== Aim of the task ==
Transcribe each line of the material exactly as it stands.

:: Data provided ::

PR #2128, opened 2024-07-03
Add `resize` to `Breadcrumbs` and `ButtonGroup` overflow stories

r100-stack:
## Changes

To help me in testing `useOverflow` from #2120, I thought of adding `resize` to the overflow stories of components that use `useOverflow`.

Some additional improvements:
* Initial widths try to always start the story with an overflow. Because earlier, the width was something like `50%`. So, on larger screens, the story used to not overflow in the beginning.
* Added helper text suggesting resizing the container to see the overflow behavior.
* Moved the overflow container to decorators for cleaner story code.

## Testing

* Manually verified that the stories still look correct.
* Changed the `.test.ts` files to hide the helper text and then approved the failing images.

## Docs

N/A

### DIFF
--- a/.changeset/twelve-deers-laugh.md
+++ b/.changeset/twelve-deers-laugh.md
@@ -1,0 +1,5 @@
+---
+'@itwin/itwinui-css': patch
+---
+
+Fixed an issue in `iui-dialog`, where long titles were not wrapping properly.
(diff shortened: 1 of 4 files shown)


apps/react-workshop/src/ButtonGroup.stories.tsx
```diff
@@ -60,53 +60,60 @@ export const Overflow = () => {
...
-        >
-          {items}
-        </ButtonGroup>
+        <Story />
       </div>
     </>
-  );
-};
+  ),
+] satisfies StoryDecorator[];
```
mayank99, line 116: nit: Can we not rely on ladle-specific APIs? It makes it harder to migrate to a different tool in the future. You can type the `Story` param as `Story: () => React.ReactNode`

mayank99 (approved):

:::

== Response area ==
PR #2128, opened 2024-07-03
Add `resize` to `Breadcrumbs` and `ButtonGroup` overflow stories

r100-stack:
## Changes

To help me in testing `useOverflow` from #2120, I thought of adding `resize` to the overflow stories of components that use `useOverflow`.

Some additional improvements:
* Initial widths try to always start the story with an overflow. Because earlier, the width was something like `50%`. So, on larger screens, the story used to not overflow in the beginning.
* Added helper text suggesting resizing the container to see the overflow behavior.
* Moved the overflow container to decorators for cleaner story code.

## Testing

* Manually verified that the stories still look correct.
* Changed the `.test.ts` files to hide the helper text and then approved the failing images.

## Docs

N/A

### DIFF
--- a/.changeset/twelve-deers-laugh.md
+++ b/.changeset/twelve-deers-laugh.md
@@ -1,0 +1,5 @@
+---
+'@itwin/itwinui-css': patch
+---
+
+Fixed an issue in `iui-dialog`, where long titles were not wrapping properly.
(diff shortened: 1 of 4 files shown)


apps/react-workshop/src/ButtonGroup.stories.tsx
```diff
@@ -60,53 +60,60 @@ export const Overflow = () => {
...
-        >
-          {items}
-        </ButtonGroup>
+        <Story />
       </div>
     </>
-  );
-};
+  ),
+] satisfies StoryDecorator[];
```
mayank99, line 116: nit: Can we not rely on ladle-specific APIs? It makes it harder to migrate to a different tool in the future. You can type the `Story` param as `Story: () => React.ReactNode`

mayank99 (approved):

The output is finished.